Task to complete
Look through the data that follows and copy each line with the string "numReqs".

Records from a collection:

"""

PR #3470, opened 2023-07-07
fix: identifying the "sp_prepare" stored procedure changed for tedious@16.2.0

trentm:
tedious@16.2.0 changed the "name" it uses internally for RpcRequestPayload objects, from a string to the SQL Server-defined numeric identifiers. For example, to identify a "prepare":

```diff
- new RpcRequestPayload('sp_prepare', ...);
+ new RpcRequestPayload(Procedures.Sp_Prepare, ...);
```

where that `Procedures.Sp_Prepare` is a hardcoded 11, corresponding to https://learn.microsoft.com/en-us/sql/relational-databases/system-stored-procedures/sp-prepare-transact-sql

### DIFF
--- a/CHANGELOG.asciidoc
+++ b/CHANGELOG.asciidoc
@@ -32,6 +32,24 @@ Notes:
 === Node.js Agent version 3.x
 
 
+==== Unreleased
+
+[float]
+===== Breaking changes
+
+[float]
+===== Features
+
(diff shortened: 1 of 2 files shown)


trentm (commented):
/test tav tedious

david-luna (approved):

Issue #2990, opened 2022-10-17
drop `opts.timer` option passed to Span or Transaction creation


trentm:
Delete any `opts.timer` option passed to Span or Transaction creation. While I don't expect anyone to have ever used this option, it is theoretically a breaking change, so should be left to a major ver bump.

https://github.com/elastic/apm-agent-nodejs/pull/2939 is adding a deprecation warning for passing in `opts.timer` to Span or Transaction creation. It *is* an internal option used to pass to the internal `GenericSpan` based class, but users should never want or need to use this option.

trentm:
FWIW the current warning looks like this:

```
> var s2 = apm.startSpan('s2', {timer: {}})
undefined
> (node:72351) [ELASTIC_APM_SPAN_TIMER_OPTION] DeprecationWarning: specifying the `timer` option to `new Span()` was never a public API and will be removed
```

trentm:
Closed by https://github.com/elastic/apm-agent-nodejs/pull/3537 on the "dev/4.x" branch, which will become the 4.x active branch soonish.

PR #3537, opened 2023-08-01
chore!: drop "timer" option to startTransaction/startSpan

trentm:
Closes: https://github.com/elastic/apm-agent-nodejs/issues/2990


david-luna (approved):
Should we warn about the agent ignoring/removing the option so app devs can drop it in their apps config?

trentm:
> can drop it in their apps config?

I might be misunderstanding you, but this isn't an app config thing. This could only impact a user if they were doing:

```
apm.startSpan('my-span-name', {timer: <some custom Timer object>})
```

where that `timer` option was never documented.

david-luna:
Thanks for the clarification :)

PR #3547, opened 2023-08-03
chore: make agent destroy async

### LINKED ISSUE #3222: make `Agent.destroy()` async
Currently in index.d.ts:

```typescript
  export interface Agent {
    // ...
    destroy (): void;
  }
```

In the [coming OTel Metrics work](https://github.com/elastic/apm-agent-nodejs/pull/3152), `Agent.destroy()` will possibly call an async method to shutdown an OTel MeterProvider. This means that agent shutdown code can possibly be running after the sync `Agent.destroy()` method returns. That's unfortunate.

The fix is to make `Agent.destroy()` async -- i.e. returns a Promise -- then the user can `await` it. However, is changing that return type in the TypeScript types a breaking change? I'm not sure.

david-luna:
By making it async now the agent's users can a `await` it to make sure any OTel MeterProviders has finalised its shutdown process.

Closes #3222 

### Checklist

- [x] Implement code
- [ ] Add tests
- [ ] Update documentation


lib/agent.js
```diff
@@ -135,14 +135,11 @@ Agent.prototype.destroy = function () {
...
-      .shutdown({ timeoutMillis: 1000 })
-      .catch((reason) => {
-        this.logger.warn('failed to shutdown OTel MeterProvider:', reason);
-      });
+    try {
+      await this._otelMeterProvider.shutdown({ timeoutMillis: 1000 });
+    } catch (reason) {
+      this.logger.warn('failed to shutdown OTel MeterProvider:', reason);
+    }
     this._otelMetricsProvider = null;
```
trentm, line 143: I just noticed this var is misspelled.
```suggestion
    this._otelMeterProvider = null;
```

david-luna (commented):
/test tav

lib/agent.js
```diff
@@ -135,14 +135,11 @@ Agent.prototype.destroy = function () {
...
-    // Dev Note: It is unfortunate that `.destroy()` can return while this
-    // shutdown work might still be ongoing. See
-    // https://github.com/elastic/apm-agent-nodejs/issues/3222 to fix that.
-    this._otelMeterProvider
-      .shutdown({ timeoutMillis: 1000 })
-      .catch((reason) => {
-        this.logger.warn('failed to shutdown OTel MeterProvider:', reason);
-      });
+    try {
+      await this._otelMeterProvider.shutdown({ timeoutMillis: 1000 });
```
trentm, line 139: This isn't necessarily the job of *this* change, but here is a concern. This `.shutdown` call, effectively results in await'ing `ElasticApmMetricExporter.flush()` (https://github.com/elastic/apm-agent-nodejs/blob/d86e26a5bb452455550105c226ff1298dabb56db/lib/opentelemetry-metrics/ElasticApmMetricExporter.js#L159-L161), which calls `_agent.flush()`.

At the top of Agent._flush is:

```js
  if (!this._apmClient) {
    // Log an *err* to provide a stack for the user.
    const err = new Error('cannot flush agent before it is started');
    this.logger.warn({ err }, err.message);
    if (cb) {
      process.nextTick(cb);
    }
    return;
  }
```

and earlier in `Agent.destroy` we've done `this._apmClient = null`.   So now I am curious if we are getting this `'cannot flush agent before it is started'` log warning when attempting to `apm.destroy()`. If not, then why not?

So, I think TODOs here are:

1. Add a test for awaiting this `apm.destroy()`.
2. Understand why we are or are not getting that warning.  Note that we will only run this `this._otelMeterProvider.shutdown` if we have instrumented `@opentelemetry/sdk-metrics`, so I'm guessing we just haven't tested this.
3. Likely we want to move the `await this._otelMeterProvider.shutdown(...)` to the *top* of `Agent.prototype.destroy()`.

trentm:
> but here is a concern. 

So indeed this is an existing issue.  With this code:

```
// foo.js
const apm = require('elastic-apm-node');
const otel = require('@opentelemetry/api');

const meter = otel.metrics.getMeter('my-meter');
const numReqs = meter.createCounter('num_requests', {
  description: 'number of HTTP requests',
});

let interval = setInterval(() => {
  numReqs.add(1);
}, 1000);

setTimeout(async () => {
  console.log('XXX destroy and exit');
  clearInterval(interval);
  await apm.destroy();
  console.log('XXX destroyed');
}, 5000);
```

Running that results in the warning about "cannot flush" that I mentioned above:

```
$ node -r elastic-apm-node/start.js foo.js | ecslog
...
XXX destroy and exit
XXX destroy: start
[2023-08-04T19:10:12.850Z]  WARN (elastic-apm-node): cannot flush agent before it is started
    error: {
        "type": "Error",
        "message": "cannot flush agent before it is started",
        "stack_trace":
            Error: cannot flush agent before it is started
                at Agent._flush (/Users/trentm/el/apm-agent-nodejs6/lib/agent.js:850:17)
                at /Users/trentm/el/apm-agent-nodejs6/lib/agent.js:822:12
                at new Promise (<anonymous>)
                at Agent.flush (/Users/trentm/el/apm-agent-nodejs6/lib/agent.js:821:12)
                at ElasticApmMetricExporter.shutdown (/Users/trentm/el/apm-agent-nodejs6/lib/opentelemetry-metrics/ElasticApmMetricExporter.js:160:24)
                at PeriodicExportingMetricReader.onShutdown (/Users/trentm/el/apm-agent-nodejs6/node_modules/@opentelemetry/sdk-metrics/build/src/export/PeriodicExportingMetricReader.js:102:30)
                at PeriodicExportingMetricReader.shutdown (/Users/trentm/el/apm-agent-nodejs6/node_modules/@opentelemetry/sdk-metrics/build/src/export/MetricReader.js:102:53)
                at MetricCollector.shutdown (/Users/trentm/el/apm-agent-nodejs6/node_modules/@opentelemetry/sdk-metrics/build/src/state/MetricCollector.js:53:34)
                at /Users/trentm/el/apm-agent-nodejs6/node_modules/@opentelemetry/sdk-metrics/build/src/MeterProvider.js:77:30
                at Array.map (<anonymous>)
                at MeterProvider.shutdown (/Users/trentm/el/apm-agent-nodejs6/node_modules/@opentelemetry/sdk-metrics/build/src/MeterProvider.js:76:62)
                at Agent.destroy (/Users/trentm/el/apm-agent-nodejs6/lib/agent.js:140:37)
                at Timeout._onTimeout (/Users/trentm/el/apm-agent-nodejs6/examples/opentelemetry-metrics/foo.js:22:13)
    }
XXX destroyed
```

trentm (approved):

"""

Solution to this task
const numReqs = meter.createCounter('num_requests', {
  numReqs.add(1);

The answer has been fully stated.